PROVIDED MATERIAL:
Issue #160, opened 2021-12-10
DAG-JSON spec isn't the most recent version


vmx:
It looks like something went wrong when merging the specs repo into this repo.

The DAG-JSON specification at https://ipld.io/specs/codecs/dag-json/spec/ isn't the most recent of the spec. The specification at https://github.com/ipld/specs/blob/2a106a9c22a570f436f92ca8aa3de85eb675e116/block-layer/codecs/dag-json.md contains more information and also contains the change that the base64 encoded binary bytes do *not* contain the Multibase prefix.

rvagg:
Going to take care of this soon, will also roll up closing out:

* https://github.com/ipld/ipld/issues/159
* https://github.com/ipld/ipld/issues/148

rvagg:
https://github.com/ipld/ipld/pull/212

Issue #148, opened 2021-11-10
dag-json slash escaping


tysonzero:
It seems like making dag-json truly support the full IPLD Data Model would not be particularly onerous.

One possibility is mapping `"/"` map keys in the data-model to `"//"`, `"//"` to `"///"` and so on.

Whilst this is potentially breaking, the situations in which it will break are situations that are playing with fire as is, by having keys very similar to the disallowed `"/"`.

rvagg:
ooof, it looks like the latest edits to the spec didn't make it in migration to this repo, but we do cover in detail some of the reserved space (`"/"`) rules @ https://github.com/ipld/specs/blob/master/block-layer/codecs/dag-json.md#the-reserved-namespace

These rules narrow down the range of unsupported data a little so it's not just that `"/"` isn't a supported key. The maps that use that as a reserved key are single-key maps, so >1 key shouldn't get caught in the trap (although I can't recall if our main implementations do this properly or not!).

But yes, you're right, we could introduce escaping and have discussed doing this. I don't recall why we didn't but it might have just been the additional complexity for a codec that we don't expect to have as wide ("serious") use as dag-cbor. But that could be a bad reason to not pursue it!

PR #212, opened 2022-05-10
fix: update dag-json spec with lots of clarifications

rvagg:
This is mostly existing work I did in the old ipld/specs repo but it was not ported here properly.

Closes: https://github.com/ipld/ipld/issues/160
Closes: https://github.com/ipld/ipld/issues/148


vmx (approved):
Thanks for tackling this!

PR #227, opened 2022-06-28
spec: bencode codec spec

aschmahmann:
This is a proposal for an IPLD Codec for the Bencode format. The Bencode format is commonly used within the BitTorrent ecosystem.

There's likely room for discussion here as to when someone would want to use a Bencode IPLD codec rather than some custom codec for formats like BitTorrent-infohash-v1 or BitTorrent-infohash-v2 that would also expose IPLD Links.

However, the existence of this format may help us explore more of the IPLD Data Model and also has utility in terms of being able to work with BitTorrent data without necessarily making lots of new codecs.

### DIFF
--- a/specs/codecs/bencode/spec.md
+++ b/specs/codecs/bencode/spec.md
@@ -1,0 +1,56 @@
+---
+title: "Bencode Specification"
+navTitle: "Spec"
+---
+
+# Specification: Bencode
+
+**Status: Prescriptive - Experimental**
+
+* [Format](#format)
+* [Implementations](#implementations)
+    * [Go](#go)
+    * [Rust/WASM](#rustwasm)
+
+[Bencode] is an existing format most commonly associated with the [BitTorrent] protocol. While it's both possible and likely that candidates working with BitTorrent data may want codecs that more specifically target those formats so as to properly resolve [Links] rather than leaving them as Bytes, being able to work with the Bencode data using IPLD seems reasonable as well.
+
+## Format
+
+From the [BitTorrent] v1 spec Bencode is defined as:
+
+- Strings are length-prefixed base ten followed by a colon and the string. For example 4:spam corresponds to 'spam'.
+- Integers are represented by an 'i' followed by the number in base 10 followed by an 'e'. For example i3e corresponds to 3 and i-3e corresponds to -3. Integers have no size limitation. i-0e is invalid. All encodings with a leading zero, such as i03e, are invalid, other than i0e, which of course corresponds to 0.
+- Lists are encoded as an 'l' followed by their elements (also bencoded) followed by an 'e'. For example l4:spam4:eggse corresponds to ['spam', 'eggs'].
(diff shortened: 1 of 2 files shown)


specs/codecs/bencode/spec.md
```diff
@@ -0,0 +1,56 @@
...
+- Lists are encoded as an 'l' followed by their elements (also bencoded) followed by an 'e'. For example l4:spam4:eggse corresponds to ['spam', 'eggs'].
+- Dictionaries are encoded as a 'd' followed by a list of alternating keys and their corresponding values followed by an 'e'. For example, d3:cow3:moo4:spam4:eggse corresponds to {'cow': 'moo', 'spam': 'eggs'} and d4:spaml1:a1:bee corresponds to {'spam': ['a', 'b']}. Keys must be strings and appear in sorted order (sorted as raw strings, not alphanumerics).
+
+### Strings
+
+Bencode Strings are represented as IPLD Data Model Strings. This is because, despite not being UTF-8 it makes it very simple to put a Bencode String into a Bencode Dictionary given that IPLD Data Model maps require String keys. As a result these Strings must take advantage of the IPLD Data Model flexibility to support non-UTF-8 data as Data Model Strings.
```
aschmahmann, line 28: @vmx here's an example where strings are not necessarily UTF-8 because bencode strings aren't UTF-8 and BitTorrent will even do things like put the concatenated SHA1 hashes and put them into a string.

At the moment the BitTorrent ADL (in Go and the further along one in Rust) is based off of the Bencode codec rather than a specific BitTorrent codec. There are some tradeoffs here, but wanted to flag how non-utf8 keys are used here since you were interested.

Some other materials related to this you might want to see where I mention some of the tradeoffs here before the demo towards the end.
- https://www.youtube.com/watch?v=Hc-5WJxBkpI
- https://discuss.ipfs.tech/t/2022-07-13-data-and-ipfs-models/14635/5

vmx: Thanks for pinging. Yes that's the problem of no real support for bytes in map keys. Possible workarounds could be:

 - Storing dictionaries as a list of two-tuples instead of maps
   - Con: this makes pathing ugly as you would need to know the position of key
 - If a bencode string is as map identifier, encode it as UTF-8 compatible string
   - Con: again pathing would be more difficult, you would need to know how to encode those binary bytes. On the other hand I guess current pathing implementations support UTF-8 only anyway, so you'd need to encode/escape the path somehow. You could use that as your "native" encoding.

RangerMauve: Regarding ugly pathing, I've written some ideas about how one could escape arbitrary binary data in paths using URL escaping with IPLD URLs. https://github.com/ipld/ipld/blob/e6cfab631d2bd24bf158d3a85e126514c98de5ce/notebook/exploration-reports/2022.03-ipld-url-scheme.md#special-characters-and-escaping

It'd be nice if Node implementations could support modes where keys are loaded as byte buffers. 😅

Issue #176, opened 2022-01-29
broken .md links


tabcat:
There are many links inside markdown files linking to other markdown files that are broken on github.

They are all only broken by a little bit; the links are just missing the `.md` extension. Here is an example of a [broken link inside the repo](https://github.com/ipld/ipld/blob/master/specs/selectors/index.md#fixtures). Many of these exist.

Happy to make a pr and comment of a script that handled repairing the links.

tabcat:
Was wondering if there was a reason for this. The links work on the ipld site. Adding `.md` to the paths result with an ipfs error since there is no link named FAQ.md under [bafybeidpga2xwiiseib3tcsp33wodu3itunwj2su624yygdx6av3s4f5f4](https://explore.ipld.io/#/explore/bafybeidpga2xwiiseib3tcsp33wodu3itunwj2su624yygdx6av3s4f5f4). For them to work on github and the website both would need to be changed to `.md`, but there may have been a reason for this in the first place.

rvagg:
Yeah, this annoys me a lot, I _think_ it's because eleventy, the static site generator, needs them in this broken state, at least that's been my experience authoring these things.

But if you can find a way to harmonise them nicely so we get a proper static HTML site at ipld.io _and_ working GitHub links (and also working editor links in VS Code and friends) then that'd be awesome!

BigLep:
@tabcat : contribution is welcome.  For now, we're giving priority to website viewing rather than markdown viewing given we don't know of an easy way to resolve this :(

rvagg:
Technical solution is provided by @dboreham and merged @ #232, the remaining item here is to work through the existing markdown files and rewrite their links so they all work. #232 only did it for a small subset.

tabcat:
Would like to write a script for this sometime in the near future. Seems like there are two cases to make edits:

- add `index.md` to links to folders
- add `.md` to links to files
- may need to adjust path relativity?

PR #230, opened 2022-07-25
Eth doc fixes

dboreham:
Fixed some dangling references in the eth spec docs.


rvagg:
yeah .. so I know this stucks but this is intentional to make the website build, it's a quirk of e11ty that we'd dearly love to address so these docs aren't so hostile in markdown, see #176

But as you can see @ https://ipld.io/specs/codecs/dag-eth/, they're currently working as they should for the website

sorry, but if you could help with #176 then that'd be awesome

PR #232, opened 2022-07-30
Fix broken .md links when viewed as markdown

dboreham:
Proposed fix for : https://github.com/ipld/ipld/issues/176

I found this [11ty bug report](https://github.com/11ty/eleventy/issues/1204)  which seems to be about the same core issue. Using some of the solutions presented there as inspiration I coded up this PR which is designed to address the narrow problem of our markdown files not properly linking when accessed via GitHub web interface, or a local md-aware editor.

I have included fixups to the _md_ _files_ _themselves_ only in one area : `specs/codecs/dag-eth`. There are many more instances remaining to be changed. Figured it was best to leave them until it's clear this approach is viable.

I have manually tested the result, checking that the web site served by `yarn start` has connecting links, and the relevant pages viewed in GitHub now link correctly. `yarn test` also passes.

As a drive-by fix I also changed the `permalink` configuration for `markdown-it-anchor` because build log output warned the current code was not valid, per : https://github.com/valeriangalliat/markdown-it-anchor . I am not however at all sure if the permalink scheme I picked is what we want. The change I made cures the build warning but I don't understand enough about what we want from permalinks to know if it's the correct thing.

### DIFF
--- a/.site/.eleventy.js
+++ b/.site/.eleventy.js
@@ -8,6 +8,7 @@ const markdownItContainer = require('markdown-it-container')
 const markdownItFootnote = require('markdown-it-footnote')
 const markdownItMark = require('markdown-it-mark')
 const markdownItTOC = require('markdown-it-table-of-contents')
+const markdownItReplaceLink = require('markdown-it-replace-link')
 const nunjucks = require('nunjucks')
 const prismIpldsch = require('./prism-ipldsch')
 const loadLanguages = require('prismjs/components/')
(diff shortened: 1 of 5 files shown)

* * *

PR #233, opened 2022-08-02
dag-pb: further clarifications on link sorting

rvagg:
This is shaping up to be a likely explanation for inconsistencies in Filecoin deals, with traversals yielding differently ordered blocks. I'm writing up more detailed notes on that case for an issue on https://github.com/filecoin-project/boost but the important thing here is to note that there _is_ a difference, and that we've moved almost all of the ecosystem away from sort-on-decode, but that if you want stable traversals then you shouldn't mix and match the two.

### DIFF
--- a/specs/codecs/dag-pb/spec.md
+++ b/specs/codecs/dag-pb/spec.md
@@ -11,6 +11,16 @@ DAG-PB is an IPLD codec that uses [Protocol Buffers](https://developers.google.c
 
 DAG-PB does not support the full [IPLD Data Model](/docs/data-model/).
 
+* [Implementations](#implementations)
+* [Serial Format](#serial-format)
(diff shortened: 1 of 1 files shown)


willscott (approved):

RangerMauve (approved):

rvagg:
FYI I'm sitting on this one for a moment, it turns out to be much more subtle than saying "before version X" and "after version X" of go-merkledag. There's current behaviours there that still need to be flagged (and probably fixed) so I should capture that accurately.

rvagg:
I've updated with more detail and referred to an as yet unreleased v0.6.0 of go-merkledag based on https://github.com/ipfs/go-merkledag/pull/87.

EXERCISE DETAILS: Find the lines above that include the string "shown" and copy them.

COMPLETED TASK:
(diff shortened: 1 of 2 files shown)
(diff shortened: 1 of 5 files shown)
(diff shortened: 1 of 1 files shown)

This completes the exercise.